## The data
+++
PR #9557, opened 2017-06-22
Precheck copy correction

RishabhTayal:
Here is a minor PR to correct the copyright friendly name copy change for `precheck`.


mpirri (changes requested):
Thanks for the fix, @RishabhTayal . I suspect it could be squashed/merged as is, but there seem to be a lot of random commits in there in addition to the change for the string.  Can you rebase your branch from _fastlane_'s `master` to help clean up the commits?

Thanks!  🚀

RishabhTayal:
@mpirri not sure how to do it? Could you please elaborate?

mpirri (approved):

mpirri:
Actually, never mind!  It merged cleanly, no need to make any changes.

Thanks so much for your submission!  🚀

RishabhTayal:
Thanks, but could you explain what should I have done future reference?

mpirri:
So it looks like the `master` branch in your repo was not a clean copy of the `fastlane/master` branch. You can see that because of the various other commits, followed by the `Merge remote-tracking branch 'fastlane/master'` commits in the branch. The end result of your branch is only the copy change, made by the last of the 8 commits.

An easy way to clean this up would be to check out your feature branch and type:
`git rebase fastlane/master`
This would remove all the unnecessary commits and only keep the new commit.

You also might want to `checkout` your `master` branch and run the same command.

If for some reason that doesn't work, you can remove the `master` branch from your own repository via:
`git branch -d master && git fetch && git checkout master`

I hope this is helpful - let us know if you have any questions!  💥

RishabhTayal:
When I run `git rebase fastlane/master` I am getting merge conflicts.

mpirri:
You might have to `git rebase --skip` over the first few commits, until you get to commit `e729e80`.  Basically, you want `git rebase` to ignore those first 7 commits (since you don't really need them), so use `git rebase --skip` until you get to that last commit.

PR #9566, opened 2017-06-23
Pass app_identifier through to precheck

taquitos:
explicitly pass app_identifier through to recheck when passed as an arg to deliver


KrauseFx (approved):
Best fix 👍

PR #9600, opened 2017-06-28
Sort certificates to always verify the validity of the last

ypelud:
### Motivation and Context
In case I have a certificate expiring in less than 30 days and an expiring certificate in 300 days. Pem tries to create a certificate while the maximum number of certificates is reached and a certificate valid for more than 30 days.
It would be sufficient to verify that the certificate that expires last is still valid.

### Description
Sort certificates by descending expiration dates to check which expires last.


ypelud:
I signed it!

taquitos (approved):
Awesome

PR #9609, opened 2017-06-28
Add verification of Xcode version when running fastlane

KrauseFx:
- This PR will skip verification if no Xcode can be found at all
- This PR will show a nice error message if the user uses an old version of Xcode

screen shot 2017-06-28 at 3 42 17 pm


taquitos (approved):
🏆

fastlane_core/lib/fastlane_core/ui/fastlane_runner.rb
```diff
@@ -34,7 +34,24 @@ def run!
...
+        end
+      rescue
+        # We don't care about exceptions here
+        # We'll land here if the user doesn't have Xcode at all for example
+        # which is fine for someone who uses fastlane just for Android project
+        # What we *do* care about is when someone links an old version of Xcode
+      end
+
+      begin
+        if xcode_outdated
```
giginet: You should implement this out of the `begin` block.
I think `UI.user_error!` raises exception and it would be caught [here](https://github.com/fastlane/fastlane/pull/9609/files#diff-afee814ded0e79042832f3de1d681a53R109). Is this right?

giginet (changes requested):

fastlane_core/lib/fastlane_core/ui/fastlane_runner.rb
KrauseFx: > +          # We have to raise that error within this `begin` block to show a nice user error without a stack trace

Mh, yes, I think that's good though? This way we'll show a nice error message without stack trace.

giginet (approved):

fastlane_core/lib/fastlane_core/ui/fastlane_runner.rb
giginet: I got. There are no problems 😄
+++
## Instructions for the task
Only the lines from the one containing "Mh, yes, I think" through the end of the listing should be copied, and they should be copied exactly.

## Written solution
Mh, yes, I think that's good though? This way we'll show a nice error message without stack trace.

giginet (approved):

fastlane_core/lib/fastlane_core/ui/fastlane_runner.rb
giginet: I got. There are no problems 😄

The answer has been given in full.